“Maybe I’m wrong, maybe I’m right, maybe I’m some kind of lunatic”
Celery Stalks, which claims to be “volume 1” but comes to a definitive end (I mean, there’s a possibility of a second volume, but it still tells a complete story), is by Pat Rooks and is published by Lev Gleason Comics through their imprint New Friday. Let’s take a look at it!
Usually I save these reviews for original graphic novels or things that have never been published in English before, but Celery Stalks is technically a collected edition, as Rooks did six issues of it back in 2019. Those were seriously self-published, though, so this edition feels like an original book even though it’s not, exactly. S’alright? S’alright.

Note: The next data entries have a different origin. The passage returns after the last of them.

PR #1631, opened 2024-06-12
Revert "[Explicit Module Builds][Incremental Builds] Re-compile module dependencies whose dependencies are up-to-date themselves but are themselves newer"

artemcm:
Reverts apple/swift-driver#1628

Reverting because the test here fails nondeterministically when run in parallel. Need to make changes to the test harness to isolate it better.


artemcm:
@swift-ci test

adrian-prantl (approved):

artemcm:
Let's fix-forward instead, with https://github.com/apple/swift-driver/pull/1632.

PR #1632, opened 2024-06-12
[Tests][Explicit Module Builds] Fix per-test state in incremental explicitly-built module tests to avoid conflicts on parallel test runs

artemcm:


artemcm:
@swift-ci test

artemcm:
Let's fix-forward instead, with https://github.com/apple/swift-driver/pull/1632.

Tests/SwiftDriverTests/IncrementalCompilationTests.swift
```diff
@@ -19,10 +19,7 @@ import TestUtilities
 
 // MARK: - Instance variables and initialization
 final class IncrementalCompilationTests: XCTestCase {
-
   var tempDir: AbsolutePath = try! AbsolutePath(validating: "/tmp")
```
adrian-prantl, line 22: We're not hardcoding `/tmp` to use as a temporary directory, are we? We should have something similar to LLVM's implementation:
https://github.com/llvm/llvm-project/blob/ca33796d54ce6d2c711032b269caf32851c5915a/llvm/lib/Support/Unix/Path.inc#L1452

artemcm: That's the default, but it does get overridden for each test in the `setUp`.

Tests/SwiftDriverTests/IncrementalCompilationTests.swift
```diff
@@ -90,15 +109,38 @@ final class IncrementalCompilationTests: XCTestCase {
 
   override func setUp() {
     self.tempDir = try! withTemporaryDirectory(removeTreeOnDeinit: false) {$0}
```
adrian-prantl, line 111: I see!

adrian-prantl (approved):

PR #1605, opened 2024-05-13
Allow setting the clang++ environment variable

etcwilde:
'+' isn't allowed in environment variable names so it's impossible to set the Clang++ executable at the moment. Replace `+` with `X` so that we can set `SWIFT_DRIVER_CLANGXX_EXEC` to set the clang++ executable.

Fixes: rdar://128007218

PR #1638, opened 2024-06-21
🍒[Swift 6.0] Allow overriding clang++ with an environment variable

etcwilde:
Cherry-picking: https://github.com/apple/swift-driver/pull/1605

> '+' isn't allowed in environment variable names so it's impossible to set the Clang++ executable at the moment. Replace + with X so that we can set `SWIFT_DRIVER_CLANGXX_EXEC` to set the clang++ executable.
> 
> Fixes: rdar://128007218

Explanation: Replaces `+` with `X` in the toolchain while doing tool lookup from an environment variable because `+` is not allowed in valid environment variable names. This prevents us from telling the driver where to look for the clang++ binary.

Risk: Low. Only affects projects that set the `SWIFT_DRIVER_CLANGXX_EXEC` environment variable. Since that doesn't do anything today, that would be a silly thing to do. Otherwise, projects cannot currently set `SWIFT_DRIVER_CLANG++_EXEC` because that's an invalid environment variable name.

Testing: Added test to verify that the substitution is made correctly.

Fixes: rdar://128007218

### DIFF
--- a/Sources/SwiftDriver/Toolchains/Toolchain.swift
+++ b/Sources/SwiftDriver/Toolchains/Toolchain.swift
@@ -196,7 +196,10 @@ extension Toolchain {
 
   /// - Returns: String in the form of: `SWIFT_DRIVER_TOOLNAME_EXEC`
   private func envVarName(for toolName: String) -> String {
-    let lookupName = toolName.replacingOccurrences(of: "-", with: "_").uppercased()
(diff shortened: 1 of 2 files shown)


etcwilde:
@swift-ci please test

nkcsgexi (approved):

This comic is kind of a combination of 1950s low-budget sci-fi and 1970s low budget horror, and it doesn’t really combine the best of both worlds. There’s an unnamed teen who looks like he’s in his 30s (many artists don’t draw adolescents well, but I’m not sure if this is that or if Rook wanted to make the teens look older to make fun of casting choices in “teen” movies or shows where all the actors are in their mid-20s or older) who lives in a foster home. He goes to a school dance where the hot queen bee wants to dance with him, but he thinks it’s a trap because she’s dating the quarterback. When he stalks out, the quarterback and his buddies show up and chase him into the forest. Something odd happens and he bonds with what looks like a giant Venus flytrap – kind of like Audrey II from Little Shop of Horrors. Of course a sinister government agency comes after him, and of course he takes revenge on everyone who has tormented him, and it’s all very dull, unfortunately. There’s almost nothing here that we haven’t seen dozens of times before, and even the very small twist isn’t really that big of one. There’s hardly any character development, so not only is the plot kind of dull, but the characters are simply plot devices. I’d like to write something nice about the story, but other than the fact that it’s easy to follow, it just trudges along to an inevitable conclusion. It’s too bad.

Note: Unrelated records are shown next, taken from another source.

PR #1641, opened 2024-06-26
[Linux] Add build-id support.

al45tair:
Add a `-build-id` option to the driver to let users control the build ID setting used by the linker.  Pass `--build-id` to the linker by default, so that build IDs are enabled by default but using the linker's default type; if someone wishes to specify a particular option, they can do so using the new driver option.

Also turn on build IDs when *building* the driver.

rdar://116798309


al45tair:
@swift-ci Please smoke test

al45tair:
@swift-ci Please smoke test Linux platform

al45tair:
@swift-ci Please smoke test macOS platform

al45tair:
@swift-ci Please test

Sources/SwiftOptions/Options.swift
```diff
@@ -58,6 +58,8 @@ extension Option {
   public static let bridgingHeaderDirectoryForPrint: Option = Option("-bridging-header-directory-for-print", .separate, attributes: [.helpHidden, .frontend, .noDriver], metaVar: "<path>", helpText: "Directory for bridging header to be printed in compatibility header")
   public static let bridgingHeaderPchKey: Option = Option("-bridging-header-pch-key", .separate, attributes: [.helpHidden, .frontend, .noDriver], helpText: "Cache Key for bridging header pch")
   public static let bsdk: Option = Option("-bsdk", .joinedOrSeparate, attributes: [.noDriver, .argumentIsPath], helpText: "path to the baseline SDK to import frameworks")
+  public static let buildIdEQ: Option = Option("-build-id=", .joined, alias: Option.buildId)
```
artemcm, line 61: LGTM. 
The usual reminder that these `Options.swift` are to be generated as follows:
https://github.com/swiftlang/swift-driver?tab=readme-ov-file#rebuilding-optionsswift
In case they were not, for this change.

artemcm (approved):

Sources/SwiftOptions/Options.swift
al45tair: Oh, interesting. They were not. I will investigate that — thank you.

al45tair:
@artemcm Hmmm. Looks like I'm not the only one that's edited `Options.swift` directly.

al45tair:
@swift-ci Please test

Rook’s art is fine, but nothing special. His figure work isn’t too great, as some of the people have disproportionate heads or arms, and I’ve already mentioned the weirdly aged teenagers. It’s stuck in a timeless time, where the government seems very advanced but the kids look like they’re living in the 1950s, and while there’s nothing inherently wrong with doing that, it does make the story feel like it’s just existing in some non-place, rather than in any kind of real world. The creature is interesting, I guess, and Rook actually does a nice job showing how it moves and kills, but even there, the figures are a bit stiff, so the violence feels posed more than fluid. It’s not an ugly book, but it’s certainly not a terribly attractive one, either.
I get bummed when DIY cartoonists do things that are as bland as the most corporate comics creations, because you’d think that the ones who have nothing to lose would go balls out all the time. Rook gives us a story that literally any writer could crank out without putting much thought into it, and that’s a shame. His art has a quirky charm to it, but it’s in the service of a boring story and doesn’t really shine too much because Rook is illustrating something with no verve. I wish I liked this more, but I don’t.